How do indexes make databases read faster?
First lets understand how data is stored on disk.
Data Blocks
The actual contents of files are stored in data blocks scattered across the disk. When a file is saved, the file system allocates a series of contiguous or non-contiguous blocks to store its data. These blocks may not be physically adjacent on the disk but are logically linked together through pointers in the file’s metadata.
Indexing
In database management systems (DBMS), indexing is a technique used to improve the speed of data retrieval operations on tables or views. It involves creating data structures known as indexes, which store pointers or references to rows in a table sorted based on the values of one or more columns. Here’s how indexing works in DBMS.
Index Structure
An index typically consists of two parts: the index key and the pointer to the corresponding data. The index key is the column or columns on which the index is built, and the pointer is a reference to the actual row in the table. Indexes can be built on single columns or on multiple columns (composite indexes).
Types of Indexes :-
Primary Indexing
A Primary Index is an ordered file whose records are of fixed length with two fields. The first field of the index is the primary key of the data file in an ordered manner, and the second field of the ordered file contains a block pointer that points to the data block where a record containing the key is available.
Types of Primary Indexing
- Dense Indexing: In Dense Index has an index entry for every search key value in the data file. This approach ensures efficient data retrieval but requires more storage space.
1
No of Index Entry = No of DB Record
- Sparse Indexing: Sparse indexing involves having fewer index entries than records. The index entries point to blocks of records rather than individual records.
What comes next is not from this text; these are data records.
PR #21049, opened 2025-05-26
fix: Events analytics query now running in Doris

luciano-fiandesio:
### Summary

Aligned the Events analytics sql query generation with the approach used for Enrollment analytics (use CTEs instead of Sub-query, when needed) in order to have compatibility with Apache Doris and Clickhouse.

### Details

Events Analytics sql queries are generally more compatible with Apache Doris and Clickhouse, because they do not employ nested-subqueries. The only time that invalid subqueries are generated, is when an Event query references a Program Indicator of type Enrollment.

#### Using `CROSS JOIN`

The events analytics query was refactored to compute a metric in a CTE that was still `GROUP BY` enrollment and later joined on enrollment.
Result: the metric became per-enrollment, so one event stream showed many different numbers instead of the single constant we expect.

#### Fix
Drop the `GROUP BY` so the CTE returns exactly one row, then CROSS JOIN it to the event "stream". A cross-join to a one-row set just “broadcasts” that constant to every event row, restoring the original (scalar-subquery) behaviour without adding cost.

#### Other changes

- fix Apache Doris `log` function

### DIFF
--- a/dhis-2/dhis-test-e2e/src/test/java/org/hisp/dhis/analytics/ValidationHelper.java
+++ b/dhis-2/dhis-test-e2e/src/test/java/org/hisp/dhis/analytics/ValidationHelper.java
@@ -35,7 +35,6 @@ import static org.hamcrest.Matchers.equalTo;
 import static org.hamcrest.Matchers.hasEntry;
 import static org.hamcrest.Matchers.hasItem;
 import static org.hamcrest.Matchers.hasItems;
-import static org.hamcrest.Matchers.hasKey;
 import static org.hamcrest.Matchers.hasSize;
 import static org.hamcrest.Matchers.is;
 import static org.junit.jupiter.api.Assertions.fail;
@@ -58,8 +57,6 @@ import org.hisp.dhis.test.e2e.dto.ApiResponse;
  */
 @UtilityClass
 public class ValidationHelper {
-
-  // --- Core Utility Methods ---
 
   /**
    * Finds a header map by its 'name' property within the extracted list of headers.
@@ -98,8 +95,6 @@ public class ValidationHelper {
             new AssertionError(
                 "Header with name '" + headerName + "' not found, cannot determine index."));
   }
-
-  // --- Response Structure Validation ---
 
   /**
    * Validates the overall structure (header count, width) based on whether PostGIS columns are
@@ -141,8 +136,6 @@ public class ValidationHelper {
         .body("width", equalTo(expectedSize))
         .body("headerWidth", equalTo(expectedSize));
   }
-
-  // --- Header Validation Methods ---
 
   /**
    * Asserts whether a header with the given name exists or does not exist in the response.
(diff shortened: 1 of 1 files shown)


dhis-2/dhis-services/dhis-service-analytics/src/main/java/org/hisp/dhis/analytics/common/AnalyticsQueryType.java
```diff
@@ -0,0 +1,35 @@
...
+ * ANY DIRECT, INDIRECT, INCIDENTAL, SPECIAL, EXEMPLARY, OR CONSEQUENTIAL DAMAGES
+ * (INCLUDING, BUT NOT LIMITED TO, PROCUREMENT OF SUBSTITUTE GOODS OR SERVICES;
+ * LOSS OF USE, DATA, OR PROFITS; OR BUSINESS INTERRUPTION) HOWEVER CAUSED AND ON
+ * ANY THEORY OF LIABILITY, WHETHER IN CONTRACT, STRICT LIABILITY, OR TORT
+ * (INCLUDING NEGLIGENCE OR OTHERWISE) ARISING IN ANY WAY OUT OF THE USE OF THIS
+ * SOFTWARE, EVEN IF ADVISED OF THE POSSIBILITY OF SUCH DAMAGE.
+ */
+package org.hisp.dhis.analytics.common;
+
+public enum AnalyticsQueryType {
```
maikelarabori, line 32: I think we could `EndpointItem` enum, instead.

dhis-2/dhis-services/dhis-service-analytics/src/main/java/org/hisp/dhis/analytics/event/data/AbstractJdbcEventAnalyticsManager.java
```diff
@@ -1703,4 +1737,710 @@ private boolean hasNoAggregationType(EventQueryParams params) {
...
+    }
+    return operator;
+  }
+
+  private boolean isEqualityOperator(QueryOperator operator) {
+    return operator == QueryOperator.EQ || operator == QueryOperator.IEQ;
+  }
+
+  private String getSqlFilterValue(QueryFilter filter, QueryItem item) {
+    if ("NV".equals(filter.getFilter())) {
```
maikelarabori, line 2238: Is this constant reachable at this point?
`QueryKey.NV`?

dhis-2/dhis-services/dhis-service-analytics/src/main/java/org/hisp/dhis/analytics/event/data/AbstractJdbcEventAnalyticsManager.java
```diff
@@ -1703,4 +1737,710 @@ private boolean hasNoAggregationType(EventQueryParams params) {
...
+        addFilterJoin(builder, itemUid, cteDef);
+      }
+    }
+  }
+
+  private void addProgramStageJoins(SelectBuilder builder, String itemUid, CteDefinition cteDef) {
+    for (Integer offset : cteDef.getOffsets()) {
+      String alias = cteDef.getAlias(offset);
+      String joinCondition =
+          alias + ".enrollment = ax.enrollment AND " + alias + ".rn = " + (offset + 1);
```
maikelarabori, line 1952:
```suggestion
          alias + ".enrollment = ax.enrollment and " + alias + ".rn = " + (offset + 1);
```

maikelarabori (approved):
Looks good 👍 
Just minor comments, thx

vietnguyen (approved):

While it reduces storage overhead, it may require additional disk accesses during retrieval.
1
No of Index Entry is not equal to No of Block
Secondary Indexing
Secondary indexing is a database management technique used to create additional indexes on data stored in a database. The main purpose of secondary indexing is to improve the performance of queries and to simplify the search for specific records within a database. A secondary index provides an alternate means of accessing data in a database, in addition to the primary index. The primary index is typically created when the database is created and is used as the primary means of accessing data in the database. Secondary indexes, on the other hand, can be created and dropped at any time, allowing for greater flexibility in managing the database.
Clustered Index
A clustered index is an index that describes the physical configuration of the table records in a database. Since there is only one-way records can be kept physically in a database table, each table can only have one clustered index. It keeps the data in sorted order
Non-Clustered Index
The physical arrangement of the records kept in the database table is not specified by a non-clustered index. A separate table houses the Non-Clustered Indexes. There may be many non-clustered indexes created for a single table as a result of the fact that they are maintained in a different table.
Creating Indexes
Indexes can be created explicitly by database administrators or automatically by the DBMS based on query patterns and access patterns. However, creating indexes incurs overhead in terms of storage space and maintenance, so it’s essential to carefully consider which columns to index.
Query Optimization
When processing a query, the DBMS’s query optimizer decides whether and how to use indexes based on factors such as the query’s predicates, the availability of suitable indexes, and the cost of accessing data through indexes versus full table scans.
Trade-offs
While indexes can significantly improve query performance, they also come with trade-offs, including increased storage requirements, overhead in write operations, and potential for index fragmentation.